Just look at the transformations Spike and OLN (now VS.) have made over the last few years.


----------



## Ressurrector (Jan 1, 2008)

grooves12 said:


> My guess is that is was forced into carriage by the owner of the network in a package deal with other channels that dish actually wanted to carry. If you notice WFN is owned by the same company that runs NHL network. So perhaps it was a requirement of landing the NHL network, and Dish didn't want to lose out on ANOTHER sports channel after MLB EI... we will never know as we are not informed of all these intracacies. At this point though, you never know what it may evolve into.
> 
> Just look at the transformations Spike and OLN (now VS.) have made over the last few years.


very interesting.I had not even thought of that man bet your right. Why else would you carry such a non hd channel?


----------



## phrelin (Jan 18, 2007)

There was some faint praise by one poster here:


> WFN has NOTHING IN HD, but strangely isn't that bad, more of a Outdoor fishing camping Channel. Would be nice to have some HD on it, its not even up converted SD.


Who knows what it could become? Isn't that the point of HD - what it might become, someday...?


----------



## grooves12 (Oct 27, 2005)

phrelin said:


> There was some faint praise by one poster here: Who knows what it could become? Isn't that the point of HD - what it might become, someday...?


Yeah, I haven't really check it out, but it sounds like WFN is trying to fill the void that was left by OLN when they converted to VS.and began trying to become more of an alternative sports channel.


----------



## Ressurrector (Jan 1, 2008)

phrelin said:


> There was some faint praise by one poster here: Who knows what it could become? Isn't that the point of HD - what it might become, someday...?


Well man the point is that at this late in the game you don't even have ONE HD program in a 24 hour period............... Its bad enough when I watch CW for Smallville and Smackdown cause thats about the only HD content they have hahahah

I ask you when is someday you think? 2 years.......... 5 years ....... more?

thats a few years you might have something else all I am sayin.

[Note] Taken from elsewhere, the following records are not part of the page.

PR #1919, opened 2022-11-30
Add correct values in email templates when reference number is enabled/disabled

njseeto:
With the implementation of reference number, we need to be able to provide different service email and confirmation email defaults depending on whether reference number is enabled or disabled.

The configs that need to have reference number appended when reference number is enabled include:
`SERVICE_EMAIL_BODY`, `SERVICE_EMAIL_SUBJECT`, `SERVICE_EMAIL_PDF_HEADING`, `CONFIRMATION_EMAIL_BODY`, `CONFIRMATION_EMAIL_SUBJECT`

To achieve this, we have changed the default values by inserting `{{reference_number_sentence}}` and gsubbing this with either a sentence or an empty string.

If there is the phrase `{{reference_number}}` saved in the configs, they will be swapped for the actual reference number in the Runner application.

People lost their Voom channels and are mad this channel is a replacement

BUT you know whats hypocritical???? some of the SAME people that were hating on Voom back months ago are now crying that it's all gone. I didn't care for voom then and I don't now but I won't go on and pour salt in wounds but I am just bein real and I ain't gonna change my opinion now but I do kinda feel some people were disenfranchised in this move and I had got used to those channels bein there now they are gone forever and I'm not laughing..... Well if there satelite had not failed these additional channels might be just that. OR maybe there is some legal BS behind the scenes we don't really know.


----------



## Hound (Mar 20, 2005)

So far the HD channel has the exact same content in SD that appears on the SD channel that I get with Verizon. No HD here to replace Voom


----------



## TulsaOK (Feb 24, 2004)

Ressurrector said:


> oops misspelled "beauty" hook me up Long! purty please hehehe


As long as we're keeping track, you used *their *instead of *they're*. And, others.


----------



## grog (Jul 3, 2007)

I think there is something fishy with that channel. :hurah: 

I'm back to watching TMC and locals... Trying to stay away from the fishes.


----------



## PTown (Aug 18, 2007)

I like it!


----------



## phrelin (Jan 18, 2007)

We needed an "I don't really care" option. We aren't short of bandwidth, so it's not a problem, but I won't watch it.


----------



## cyberczar (Aug 13, 2007)

Ressurrector said:


> Its bad enough when I watch CW for Smallville and Smackdown cause thats about the only HD content they have hahahah


That's funny, because I watch Everybody Hates Chris, Aliens in America, Supernatural, Reaper, and Gossip Girl on the CW, and they're all in HD....


----------



## projectorguru (Mar 5, 2007)

I love it!!!!!!


----------



## Stewart Vernon (Jan 7, 2005)

I mentioned this in another thread already... Not only has there been no HD on WFN... but I have seen fishing in HD on VS/Golf HD in the mornings. So VS/Golf HD already had the fishing in HD customers covered in the mornings!


----------



## Kman68 (Jan 24, 2008)

I like fishing and think this channel should be dropped. If I want fishing in HD, I go fishing.


----------



## projectorguru (Mar 5, 2007)

HDMe said:


> I mentioned this in another thread already... Not only has there been no HD on WFN... but I have seen fishing in HD on VS/Golf HD in the mornings. So VS/Golf HD already had the fishing in HD customers covered in the mornings!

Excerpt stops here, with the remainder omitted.